Think of it like a tug of war. You'd want more grip on the rope if you could with less effort right? This is why we use a glove on the target side hand. It's like a mini tug of war with the club and target side hand.

The less effort you have to put forth to hold onto the club, the less tension there is in your swing and the more freely you can swing.


----------



## Ponda

Foster4 said:


> wat part of Tennessee you from ponda ?
> 
> i'm from chattanooga


I'm from Cumberland Gap...about an hour away from Knoxville...


----------



## Topflite_d2

Ponda said:


> Just curious as to what brand of glove everyone is using. Right now, for some reason I'm going through a new glove every 2 weeks. I've tried a couple different types of Footjoy and Nike, but I go through them like underwear. I guess I need to do some research, but I'm curious as to what actually works...or am I going to be haunted with having to buy new gloves every 2 weeks for the rest of my life?


I have a Taylor Made glove, and Foot Joy rain gloves.
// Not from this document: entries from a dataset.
PR #10855, opened 2025-08-08
fix(core/git): ensure HTTP auth is propagated to submodules

grouville:
Fixes https://discord.com/channels/707636530424053791/1397694731496067194/1397694731496067194

Previously, HTTP(S) authentication worked only for the parent repository clone. Submodule clones failed because the auth header (http.<scheme>://<host>/.extraheader) passed via CLI args (-c) wasn’t inherited by nested Git processes (git submodule update). By injecting the header through the GIT_CONFIG_* environment variables instead, the auth configuration propagates to submodules automatically, fixing the inheritance issue and ensuring consistent authentication.

### Update 2025-08-12

Since opening this PR, I’ve made a few adjustments:
- Implemented shallow fetch fallback:
> Now we always attempt git submodule update with --depth=1 first. If the server doesn’t support shallow clones (fatal: dumb http transport does not support shallow capabilities), we retry without the --depth argument. This preserves performance benefits where supported while ensuring compatibility.
- Added smart-HTTP test helper:
> Extracted the previously inline smart-HTTP setup into a reusable helper (gitSmartHTTPServiceDirAuth). This simplifies writing tests involving authenticated smart-HTTP git clones, which are necessary to properly support shallow fetches.
- Extended submodule auth tests:
> Expanded TestSubmoduleAuth to verify behavior for both smart and dumb HTTP protocols using the same repository setup. This clearly demonstrates the new fallback mechanism works correctly in both cases.
- Reduced PR scope:
> Removed unrelated refactors and kept the changes tightly focused on submodule auth and shallow-fetch behavior.

### DIFF
--- a/core/git.go
+++ b/core/git.go
@@ -799,9 +799,17 @@ func doGitCheckout(
 
 	// TODO: this feels completely out-of-sync from how we do the rest
 	// of the clone - caching will not be as great here
-	_, err = checkoutGit.Run(ctx, "submodule", "update", "--init", "--recursive", "--depth=1")
-	if err != nil {
-		return fmt.Errorf("failed to update submodules for %s: %w", remote, err)
+	subArgs := []string{"submodule", "update", "--init", "--recursive", "--depth=1"}
+	if _, err := checkoutGit.Run(ctx, subArgs...); err != nil {
+		if strings.Contains(err.Error(), "does not support shallow") {
+			subArgs = slices.DeleteFunc(subArgs, func(s string) bool {
+				return strings.HasPrefix(s, "--depth")
+			})
+			_, err = checkoutGit.Run(ctx, subArgs...)
+		}
+		if err != nil {
+			return fmt.Errorf("failed to update submodules for %s: %w", remote, err)
+		}
 	}
 
 	if discardGitDir {
--- a/core/git.go
+++ b/core/git.go
@@ -256,7 +256,7 @@ func (repo *RemoteGitRepository) setup(ctx context.Context) (_ *gitutil.GitCLI, 
 		if err != nil {
 			return nil, nil, err
 		}
-		authHeader = "basic " + base64.StdEncoding.EncodeToString(
+		authHeader = "Basic " + base64.StdEncoding.EncodeToString(
 			fmt.Appendf(nil, "%s:%s", username, password),
 		)
 	} else if repo.AuthHeader.Self() != nil {
--- a/core/git.go
+++ b/core/git.go
@@ -234,6 +234,7 @@ func (repo *RemoteGitRepository) setup(ctx context.Context) (_ *gitutil.GitCLI, 
 		}
 	}()
 
+	var authHeader string
 	if repo.AuthToken.Self() != nil {
 		// caller-supplied username takes priority; otherwise pick a host-specific default
 		username := repo.AuthUsername
@@ -255,24 +256,19 @@ func (repo *RemoteGitRepository) setup(ctx context.Context) (_ *gitutil.GitCLI, 
 		if err != nil {
 			return nil, nil, err
 		}
-		authHeader := "basic " + base64.StdEncoding.EncodeToString(
+		authHeader = "basic " + base64.StdEncoding.EncodeToString(
 			fmt.Appendf(nil, "%s:%s", username, password),
 		)
-		opts = append(opts, gitutil.WithArgs(
-			"-c", "http."+repo.URL.Remote()+".extraheader=Authorization: "+authHeader,
-		))
 	} else if repo.AuthHeader.Self() != nil {
 		secretStore, err := query.Secrets(ctx)
 		if err != nil {
 			return nil, nil, fmt.Errorf("failed to get secret store: %w", err)
 		}
-		authHeader, err := secretStore.GetSecretPlaintext(ctx, repo.AuthHeader.ID().Digest())
+		byteAuthHeader, err := secretStore.GetSecretPlaintext(ctx, repo.AuthHeader.ID().Digest())
 		if err != nil {
 			return nil, nil, err
 		}
-		opts = append(opts, gitutil.WithArgs(
-			"-c", "http."+repo.URL.Remote()+".extraheader=Authorization: "+string(authHeader),
-		))
+		authHeader = string(byteAuthHeader)
 	}
 
 	if repo.SSHAuthSocket.Self() != nil {
@@ -304,8 +300,11 @@ func (repo *RemoteGitRepository) setup(ctx context.Context) (_ *gitutil.GitCLI, 
 	if err != nil {
 		return nil, nil, err
 	}
+
+	var resolvPath string
 	if netConf != nil {
-		resolvPath, err := mountResolv(netConf)
+		var err error
+		resolvPath, err = mountResolv(netConf)
 		if err != nil {
 			return nil, nil, err
 		}
@@ -316,6 +315,18 @@ func (repo *RemoteGitRepository) setup(ctx context.Context) (_ *gitutil.GitCLI, 
 			return os.Remove(resolvPath)
 		})
 	}
+
+	opts = append(opts, gitutil.WithExec(func(ctx context.Context, cmd *exec.Cmd) error {
+		if authHeader != "" {
+			// Scope auth to this host and make it inherit to sub-commands:
+			// use GIT_CONFIG_* so submodule clones see http.extraheader (unlike -c).
+			base := repo.URL.Scheme + "://" + repo.URL.Host
+			cmd.Env = gitutil.MergeGitConfigEnv(cmd.Env, map[string]string{
+				"http." + base + "/.extraheader": "Authorization: " + authHeader,
+			})
+		}
+		return runWithStandardUmaskAndNetOverride(ctx, cmd, "", resolvPath)
+	}))
 
 	return gitutil.NewGitCLI(opts...), cleanups.Run, nil
 }
--- a/core/git.go
+++ b/core/git.go
@@ -4,7 +4,6 @@ import (
 	"bufio"
 	"bytes"
 	"context"
-	"encoding/base64"
 	"errors"
 	"fmt"
 	"io"
@@ -234,43 +233,6 @@ func (repo *RemoteGitRepository) setup(ctx context.Context) (_ *gitutil.GitCLI, 
 		}
 	}()
 
-	var authHeader string
-	if repo.AuthToken.Self() != nil {
-		// caller-supplied username takes priority; otherwise pick a host-specific default
-		username := repo.AuthUsername
-		switch {
-		case username != "":
-			// explicit override – use as-is
-		case repo.URL.Host == "bitbucket.org":
-			// NOTE: bitbucket.org is picky, and needs *this* username
-			username = "x-token-auth"
-		default:
-			username = "x-access-token"
-		}
-
-		secretStore, err := query.Secrets(ctx)
-		if err != nil {
-			return nil, nil, fmt.Errorf("failed to get secret store: %w", err)
-		}
-		password, err := secretStore.GetSecretPlaintext(ctx, repo.AuthToken.ID().Digest())
-		if err != nil {
-			return nil, nil, err
-		}
-		authHeader = "Basic " + base64.StdEncoding.EncodeToString(
-			fmt.Appendf(nil, "%s:%s", username, password),
-		)
-	} else if repo.AuthHeader.Self() != nil {
-		secretStore, err := query.Secrets(ctx)
-		if err != nil {
-			return nil, nil, fmt.Errorf("failed to get secret store: %w", err)
-		}
-		byteAuthHeader, err := secretStore.GetSecretPlaintext(ctx, repo.AuthHeader.ID().Digest())
-		if err != nil {
-			return nil, nil, err
-		}
-		authHeader = string(byteAuthHeader)
-	}
-
 	if repo.SSHAuthSocket.Self() != nil {
 		socketStore, err := query.Sockets(ctx)
 		if err == nil {
@@ -308,23 +270,34 @@ func (repo *RemoteGitRepository) setup(ctx context.Context) (_ *gitutil.GitCLI, 
 		if err != nil {
 			return nil, nil, err
 		}
-		opts = append(opts, gitutil.WithExec(func(ctx context.Context, cmd *exec.Cmd) error {
-			return runWithStandardUmaskAndNetOverride(ctx, cmd, "", resolvPath)
-		}))
 		cleanups.Add("remove updated /etc/resolv", func() error {
 			return os.Remove(resolvPath)
 		})
 	}
 
-	opts = append(opts, gitutil.WithExec(func(ctx context.Context, cmd *exec.Cmd) error {
-		if authHeader != "" {
-			// Scope auth to this host and make it inherit to sub-commands:
-			// use GIT_CONFIG_* so submodule clones see http.extraheader (unlike -c).
-			base := repo.URL.Scheme + "://" + repo.URL.Host
-			cmd.Env = gitutil.MergeGitConfigEnv(cmd.Env, map[string]string{
-				"http." + base + "/.extraheader": "Authorization: " + authHeader,
-			})
+	if repo.AuthToken.Self() != nil {
+		secretStore, err := query.Secrets(ctx)
+		if err != nil {
+			return nil, nil, fmt.Errorf("failed to get secret store: %w", err)
 		}
+		password, err := secretStore.GetSecretPlaintext(ctx, repo.AuthToken.ID().Digest())
+		if err != nil {
+			return nil, nil, err
+		}
+		opts = append(opts, gitutil.WithHTTPTokenAuth(repo.URL, string(password), repo.AuthUsername))
+	} else if repo.AuthHeader.Self() != nil {
+		secretStore, err := query.Secrets(ctx)
+		if err != nil {
+			return nil, nil, fmt.Errorf("failed to get secret store: %w", err)
+		}
+		byteAuthHeader, err := secretStore.GetSecretPlaintext(ctx, repo.AuthHeader.ID().Digest())
+		if err != nil {
+			return nil, nil, err
+		}
+		opts = append(opts, gitutil.WithHTTPAuthorizationHeader(repo.URL, string(byteAuthHeader)))
+	}
+
+	opts = append(opts, gitutil.WithExec(func(ctx context.Context, cmd *exec.Cmd) error {
 		return runWithStandardUmaskAndNetOverride(ctx, cmd, "", resolvPath)
 	}))
 
--- a/core/integration/git_test.go
+++ b/core/integration/git_test.go
@@ -811,33 +811,65 @@ git add .gitmodules
 git commit -m 'Make submodule URL relative'
 git remote add origin file:///srv/parent.git
 git push -u origin main
+# dumb HTTP needs server-info
+git --git-dir=/srv/submodule.git update-server-info
+git --git-dir=/srv/parent.git    update-server-info
 `})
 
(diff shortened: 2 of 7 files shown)


core/integration/git_test.go
```diff
@@ -768,6 +770,127 @@ func (GitSuite) TestWithAuth(ctx context.Context, t *testctx.T) {
...
+		WithExec([]string{"git", "config", "--global", "user.email", "test@dagger.io"}).
+		WithExec([]string{"git", "config", "--global", "user.name", "Test User"}).
+		WithExec([]string{"git", "config", "--global", "init.defaultBranch", "main"}).
+		// submodule repo
+		WithDirectory("/tmp/sub", submoduleContent).
+		WithWorkdir("/tmp/sub").
+		WithExec([]string{"git", "init"}).
+		WithExec([]string{"git", "add", "."}).
+		WithExec([]string{"git", "commit", "-m", "Initial submodule commit"}).
+		WithExec([]string{"git", "clone", "--bare", "--no-hardlinks", ".", "/srv/submodule.git"}).
```
marcosnils: mostly curious:  why are we doing all this `/tmp` and then `git clone --bare` dancing?

core/git.go
```diff
@@ -266,39 +257,118 @@ func (repo *RemoteGitRepository) setup(ctx context.Context) (_ *gitutil.GitCLI,
...
+		if strings.HasPrefix(e, "GIT_CONFIG_COUNT=") {
+			if n, err := strconv.Atoi(strings.TrimPrefix(e, "GIT_CONFIG_COUNT=")); err == nil && n > count {
+				count = n
+			}
+			continue
+		}
+		out = append(out, e)
+	}
+
+	// Append in sorted key order for reproducibility
```
marcosnils: nit: there's `keys := slices.Sorted(maps.Keys(entries))` for this

core/git.go
```diff
@@ -705,43 +773,47 @@ func doGitCheckout(
...
-	if err != nil {
+	if _, err = checkoutGit.Run(ctx, "reflog", "expire", "--all", "--expire=now"); err != nil {
 		return fmt.Errorf("failed to expire reflog for remote %s: %w", remote, err)
 	}
-
 	if err := os.Remove(filepath.Join(checkoutDirGit, "FETCH_HEAD")); err != nil && !errors.Is(err, os.ErrNotExist) {
 		return fmt.Errorf("failed to remove FETCH_HEAD for remote %s: %w", remote, err)
 	}
 
+	// Sync submodule URLs with .gitmodules so the next update pulls from the right location.
```
marcosnils: not sure I follow why this is needed. What does the "so the next update" means? Isn't this `doGitCheckout` function only gets called for new checkouts each time? How would we need to do a `submodule sync`? 🤔

core/integration/git_test.go
grouville: Hey Marcos,

After your comment, I reworked the setup to be closer to a real Git flow and avoid the old `/tmp → clone --bare → sed` path.

We need the parent repo’s `.gitmodules` in history to contain a relative submodule URL because that’s the exact case that triggers the bug we’re fixing: when you clone the parent over HTTP, Git resolves `../submodule.git` against the parent’s remote (e.g. `http://host/parent.git` → `http://host/submodule.git`) and does a second HTTP fetch. Without our fix, that second fetch wasn’t inheriting the auth header.

The tricky bit is that you can’t just run `git submodule add ../submodule.git` during setup: at author time Git treats it as a local path, so it fails unless that path exists.

**Here’s a minimal repro of that failure**

```shell
# fresh
rm -rf /tmp/repro && mkdir -p /tmp/repro && cd /tmp/repro
sudo rm -rf /srv/submodule.git ; sudo mkdir -p /srv && sudo git init --bare /srv/submodule.git

# parent worktree (no sibling submodule.git here)
mkdir parent && cd parent
git init
git config user.email test@example.com
git config user.name "Test User"
echo parent > parent.txt
git add . && git commit -m "init parent"

# This fails: ../submodule.git is a *local* path and doesn't exist here
git -c protocol.file.allow=always submodule add ../submodule.git sub
```

Which gives this error:

```shell
fatal: repository '/tmp/repro/submodule.git' does not exist
fatal: clone of '/tmp/repro/submodule.git' into submodule path '/tmp/repro/parent/sub' failed
```

Git is looking for `../submodule.git` on disk relative to the parent’s worktree, and it doesn’t exist there, so the command fails.

To get both a working fetch and a committed relative URL, we:

- Add the submodule from its actual bare location (`file:///srv/submodule.git`) so `git submodule add` can fetch right away.

- Immediately rewrite `.gitmodules` to `../submodule.git` with `git config -f` and commit that change.

That leaves the history exactly like you’d see in a real repo that uses relative submodules on a server, so when the test later clones the parent over HTTP, it reproduces the real-world resolution and fetch, and exercises the auth propagation path we just fixed.

The rest of the changes (init bare repos in /srv, commit in temp worktrees, push to the bares) are just to mirror normal Git usage and keep the test hermetic and reproducible with Dagger’s Directory() API.

core/git.go
grouville: Updated, thank you 🙏 I also improved the function to make it easier to read

core/git.go
grouville: Yeah, you’re right: this was a leftover from my earlier testing that I thought was needed.

In our flow, `doGitCheckout` is always working on a brand-new worktree, and the submodules are initialized for the first time via `git submodule update --init --recursive`. That means `.gitmodules` and `.git/config` are already in sync at that point, so running `git submodule sync` was redundant 👌

core/git.go
```diff
@@ -283,22 +273,88 @@ func (repo *RemoteGitRepository) setup(ctx context.Context) (_ *gitutil.GitCLI,
...
+	if user == "" {
+		switch host {
+		case "bitbucket.org":
+			// NOTE: bitbucket.org is picky, and needs *this* username
+			user = "x-token-auth"
+		default:
+			user = "x-access-token"
+		}
+	}
+	pw := strings.TrimSpace(string(password))
```
jedevc: Why space trimming here? If the user's specified a token that contains whitespace, we should use it.

core/git.go
```diff
@@ -283,22 +273,88 @@ func (repo *RemoteGitRepository) setup(ctx context.Context) (_ *gitutil.GitCLI,
...
+		)
+	}
+
+	// Final COUNT == prior COUNT + number of new pairs.
+	out = append(out, countPrefix+strconv.Itoa(next+len(keys)))
+	return out
+}
+
+// buildBasicAuthHeader creates 'Authorization: Basic <base64(user:pass)>'.
+func buildBasicAuthHeader(host, explicitUser string, password []byte) string {
```
jedevc:
```suggestion
func basicAuthHeader(host, explicitUser string, password string) string {
```

core/git.go
```diff
@@ -249,11 +236,14 @@ func (repo *RemoteGitRepository) setup(ctx context.Context) (_ *gitutil.GitCLI,
 		if err != nil {
 			return nil, nil, err
 		}
-		opts = append(opts, gitutil.WithArgs(
-			"-c", "http."+repo.URL.Remote()+".extraheader=Authorization: "+string(authHeader),
-		))
+		hl := strings.TrimSpace(string(authHeader))
+		if !strings.HasPrefix(strings.ToLower(hl), "authorization:") {
```
jedevc: 🤔 why?

It's definitely an edge case, but there should be one behavior - we shouldn't attempt to read this as just a header line.

core/git.go
```diff
@@ -283,22 +273,88 @@ func (repo *RemoteGitRepository) setup(ctx context.Context) (_ *gitutil.GitCLI,
...
-		})
+		cleanups.Add("remove updated /etc/resolv", func() error { return os.Remove(resolvPath) })
 	}
 
+	// Inject auth headers and DNS config into git commands.
+	// Auth: Uses GIT_CONFIG_* env vars to set http.extraheader for submodules.
+	// DNS: Binds custom resolv.conf in mount namespace for session consistency.
+	opts = append(opts, gitutil.WithExec(func(ctx context.Context, cmd *exec.Cmd) error {
+		if headerLine != "" {
+			base := repo.URL.Scheme + "://" + repo.URL.Host
```
jedevc: Yeah, this is the main part of the patch, I kinda missed on the first pass that this is where the magic happens.

I'm a bit... on the fence. It's kinda crappy, but it's also definitely better than what was there before.

For example, if I have a gitlab submodule in my github repo, then there's actually no way for me to specify how to clone that submodule. Which is annoying. We need better submodule APIs, but this SGTM in the meantime.

core/integration/git_test.go
```diff
@@ -768,6 +770,144 @@ func (GitSuite) TestWithAuth(ctx context.Context, t *testctx.T) {
...
+    git add .gitmodules
+    git commit -m 'Make submodule URL relative'
+    git remote add origin file:///srv/parent.git
+    git push -u origin main
+  `})
+
+	gitReposDir := gitReposCtr.Directory("/srv") // serve this via git-http-backend
+
+	// --- lighttpd smart-http with basic auth ---
+	gitService := c.Container().
```
jedevc: Question! Why aren't we using `gitServiceHTTP`?

If there's a good reason for not, then these should be split out to helpers.

core/git.go
```diff
@@ -283,22 +273,88 @@ func (repo *RemoteGitRepository) setup(ctx context.Context) (_ *gitutil.GitCLI,
...
+		return runWithStandardUmaskAndNetOverride(ctx, cmd, "", resolvPath)
+	}))
+
 	return gitutil.NewGitCLI(opts...), cleanups.Run, nil
 }
 
+// mergeGitConfigEnv merges key/value config pairs into the environment
+// using GIT_CONFIG_COUNT/KEY/VALUE. Preserves existing entries.
+// Keys are sorted for deterministic builds.
+func mergeGitConfigEnv(env []string, entries map[string]string) []string {
```
jedevc: These helpers should be split into the `gitutil` package.

core/git.go
jedevc: See https://github.com/dagger/dagger/pull/10836 - we should be doing secret whitespace trimming at source.

core/integration/git_test.go
```diff
@@ -768,6 +770,144 @@ func (GitSuite) TestWithAuth(ctx context.Context, t *testctx.T) {
...
 }
 
+func (GitSuite) TestSubmoduleAuth(ctx context.Context, t *testctx.T) {
+	c := connect(ctx, t)
+	t.Cleanup(func() { _ = c.Close() })
+
+	// Unique token per run
+	authToken := c.SetSecret("submodule-test-token", "test-token-"+uuid.NewString())
+
+	// Build content declaratively (keeps your favorite part)
```
jedevc: `keeps your favorite part`?

core/git.go
grouville: Good point. I have no idea on how to fix it entirely though ... Would love to have your insight if you prefer to have a fool-proof solution here

jedevc: https://github.com/dagger/dagger/issues/10863 - wrote some thoughts there.

But yeah, this PR is significantly better than the current behavior in `main` so, we should definitely take this :eyes: Just didn't really think about this case before :cry: API design hard.

core/git.go
grouville: I was not aware, the intent was the same, but implementation wrong, thanks 🙏

core/integration/git_test.go
grouville: The main reason was that, as we update the submodule with a _depth of 1_, only smartHTTP is supported.

We get this error: `fatal: dumb http transport does not support shallow capabilities`. Now that I've dug a bit more: 1) we should either implement a fallback mechanism, as you did for the parent 2) I should move / extract the inline helper as a smartHTTP helper for the tests 3) maybe both ?


_Tested with:_

```go
func (GitSuite) TestSubmoduleAuth(ctx context.Context, t *testctx.T) {
	c := connect(ctx, t)
	t.Cleanup(func() { _ = c.Close() })

	authToken := c.SetSecret("submodule-test-token", "test-token-"+uuid.NewString())
	submoduleContent := c.Directory().WithNewFile("submodule.txt", "This is the submodule content")
	parentContent := c.Directory().WithNewFile("parent.txt", "This is the parent content")

	gitReposCtr := c.Container().
		From(alpineImage).
		WithExec([]string{"apk", "add", "git"}).
		WithExec([]string{"git", "config", "--global", "user.email", "test@dagger.io"}).
		WithExec([]string{"git", "config", "--global", "user.name", "Test User"}).
		WithExec([]string{"git", "config", "--global", "init.defaultBranch", "main"}).
		WithExec([]string{"sh", "-lc", "mkdir -p /srv && git init --bare /srv/submodule.git && git init --bare /srv/parent.git"}).
		// submodule: commit content and push to bare
		WithDirectory("/tmp/sub", submoduleContent).
		WithExec([]string{"sh", "-lc", `
set -eux
cd /tmp/sub
git init
git add .
git commit -m 'Initial submodule commit'
git remote add origin file:///srv/submodule.git
git push -u origin main
`}).
		// parent: add submodule via absolute URL, then rewrite .gitmodules to relative and commit
		WithDirectory("/tmp/parent", parentContent).
		WithExec([]string{"sh", "-lc", `
set -eux
cd /tmp/parent
git init
git add .
git commit -m 'Initial parent commit'
git -c protocol.file.allow=always submodule add file:///srv/submodule.git sub
git commit -m 'Add submodule (absolute url to fetch)'
git config -f .gitmodules submodule.sub.url ../submodule.git
git add .gitmodules
git commit -m 'Make submodule URL relative'
git remote add origin file:///srv/parent.git
git push -u origin main
# dumb HTTP needs server-info
git --git-dir=/srv/submodule.git update-server-info
git --git-dir=/srv/parent.git    update-server-info
`})

	gitReposDir := gitReposCtr.Directory("/srv")

	svc, baseURL := httpServiceDirAuth(ctx, t, c, "", gitReposDir, "x-access-token", authToken)
	parentURL := baseURL + "/parent.git"

	t.Run("clone with HTTPAuthToken", func(ctx context.Context, t *testctx.T) {
		tree := c.Git(parentURL, dagger.GitOpts{
			ExperimentalServiceHost: svc,
			HTTPAuthUsername:        "x-access-token",
			HTTPAuthToken:           authToken,
		}).Branch("main").Tree()

		txt, err := tree.File("parent.txt").Contents(ctx)
		require.NoError(t, err)
		require.Equal(t, "This is the parent content", txt)

		sub, err := tree.File("sub/submodule.txt").Contents(ctx)
		require.NoError(t, err)
		require.Equal(t, "This is the submodule content", sub)
	})

	t.Run("clone without auth fails", func(ctx context.Context, t *testctx.T) {
		_, err := c.Git(parentURL, dagger.GitOpts{
			ExperimentalServiceHost: svc,
		}).Branch("main").Tree().File("parent.txt").Contents(ctx)
		require.Error(t, err)
	})
}
```

jedevc: Aha that's an excellent catch. Yeaaahh, having smart http would be good for tests.

But also, yup, good shout, let's do the same fallback: https://github.com/dagger/dagger/blob/40dba8d312c76caed679a9ba952048c52c96a259/core/git.go#L514-L526

core/integration/git_test.go
```diff
@@ -768,6 +769,110 @@ func (GitSuite) TestWithAuth(ctx context.Context, t *testctx.T) {
 	})
 }
 
+func (GitSuite) TestSubmoduleAuth(ctx context.Context, t *testctx.T) {
+	c := connect(ctx, t)
+	t.Cleanup(func() { _ = c.Close() })
+
+	authToken := c.SetSecret("submodule-test-token", "test-token-"+uuid.NewString())
```
jedevc: We use `identity.NewID()` for generating random IDs.

core/integration/services_test.go
```diff
@@ -2257,6 +2257,95 @@ server {
...
+auth.require = ( "/" => ( "method" => "basic", "realm" => "Git", "require" => "valid-user" ) )
+`
+	}
+
+	ctr := c.Container().
+		From("debian:bookworm-slim").
+		WithExec([]string{"bash", "-lc", `
+set -eux
+apt-get update
+apt-get install -y --no-install-recommends git lighttpd ca-certificates
```
jedevc: Is there a reason we're using lightttpd here over nginx? A lot of our other tests use nginx, would be good to be consistent.

core/integration/git_test.go
```diff
@@ -768,6 +769,110 @@ func (GitSuite) TestWithAuth(ctx context.Context, t *testctx.T) {
...
+			sub, err := tree.File("sub/submodule.txt").Contents(ctx)
+			require.NoError(t, err)
+			require.Equal(t, "This is the submodule content", sub)
+		})
+
+		t.Run("without auth fails", func(ctx context.Context, t *testctx.T) {
+			_, err := c.Git(parentURL, dagger.GitOpts{
+				ExperimentalServiceHost: gitSrv,
+			}).Branch("main").Tree().File("parent.txt").Contents(ctx)
+			require.Error(t, err)
```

I like the Taylor Made although it is white. Since I bought the set of Foot Joy's it rains everyday I want to go golfing. I would recommend the Taylor Made glove. The Foot joys really do what they say. They grip fantastic in the rain. I am planning on getting another set soon.


----------



## Foster4

cumberland gap up near crossville in that area? i have an aunt and uncle that live up there and i know all those courses. Stonehenge / deer valley or deer something. 


i don't like the rain gloves. i would use a leather one over the rain gloves i feel like i still get a better feel and hold on the club. But when i play in the rain i usually have a few gloves and i make sure they do not get wet .


----------



## Topflite_d2

Well I couldn't avoid getting wet this weekend. It was sunny then all of a sudden it started to downpour.


----------



## Ponda

Foster4 said:


> cumberland gap up near crossville in that area? i have an aunt and uncle that live up there and i know all those courses. Stonehenge / deer valley or deer something.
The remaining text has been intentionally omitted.